16. Relationship of Parties. No partnership, employment or agency
relationship exists between you and the Supplier as a result of this Agreement.
17. Attribution. This Agreement may not be assigned by either party without the
prior written consent of the other party, which shall not be unreasonably
withheld, but may be assigned without the consent of the other party to (i) a
parent or subsidiary; (ii) an acquirer of assets or equity; or (iii) a successor
by merger. Any attribution alleged in violation of this section will be void.
18. Disclaimer. The Ombudsman's failure to enforce any right or provision of
this Agreement shall not constitute a waiver of such right or provision unless
it is acknowledged and agreed by the Ombudsman in writing.

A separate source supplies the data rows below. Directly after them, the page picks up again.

PR #406, opened 2025-04-03
enable Reproducible Builds

hboutemy:
## Context

Activate Reproducible Builds: https://maven.apache.org/guides/mini/guide-reproducible-builds.html

### Feature scope:
 
- [x] add timestamp 
- [x] update jar plugin (do not rely on default version provided by Maven)

## Definition of Done

- [ ] Error handling created / updated & covered by the tests above
- [ ] Release notes updated

### DIFF
--- a/pom.xml
+++ b/pom.xml
@@ -57,6 +57,7 @@
     <maven.compiler.release>17</maven.compiler.release>
     <maven.compiler.proc>full</maven.compiler.proc>
     <project.build.sourceEncoding>UTF-8</project.build.sourceEncoding>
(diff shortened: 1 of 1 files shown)


Jonas-Isr (approved):
For future reference: Since the actual release-commits are not present in the commit history (due to us using squash merges), in order to reproduce the release build, one has to use the commit that includes the release-commit and then revert some of the changes (should be enough to set the sdk version back to `x.y.z`, i.e., removing `-SNAPSHOT`).

To build the release, we use `mvn clean install -DskipTests`.

PR #420, opened 2025-04-16
chore: Fix the prompt registry history test

Jonas-Isr:
## Context

The fix in https://github.com/SAP/ai-sdk-java/pull/411 was not correct. When trying to avoid flakyness in the history test, I changed it from `= 2` to `>2` in that PR, but it should be `>=2`.


sample-code/spring-app/src/test/java/com/sap/ai/sdk/app/controllers/PromptRegistryTest.java
```diff
@@ -78,7 +78,7 @@ void history() {
     PromptTemplateListResponse history = controller.history();
     // Bug that doesn't delete prompts fast enough. Should be equal to 2
     assertThat(history.getCount()).isGreaterThanOrEqualTo(2);
-    assertThat(history.getResources()).hasSizeGreaterThan(2);
+    assertThat(history.getResources()).hasSizeGreaterThanOrEqualTo(2);
```
Jonas-Isr, line 81: The issue is that the deletion in prompt registry takes very long (even though a positive response is sent immediately). Thus, often there is still history left here, so we only check `>=2` instead of `=2` here.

19. Comprehensive Agreement. This Agreement covers the entire agreement between
Customer and Supplier and supersedes all prior or contemporaneous written or
oral negotiations, discussions or agreements between the parties with respect to
the subject matter contained herein.
BY CLICKING THE "I AGREE TO THE TERMS AND CONDITIONS" BUTTON, YOU ACKNOWLEDGE
THAT YOU HAVE READ, UNDERSTOOD, AND AGREE TO BE BOUND BY THE AGREEMENT FOR TERMS
AND CONDITIONS OF USE ABOVE. IF YOU REJECT THE TERMS PROPOSED ABOVE, YOU WILL BE
DENIED AT THE HOSTED BOUNCEREMOVE SERVICE.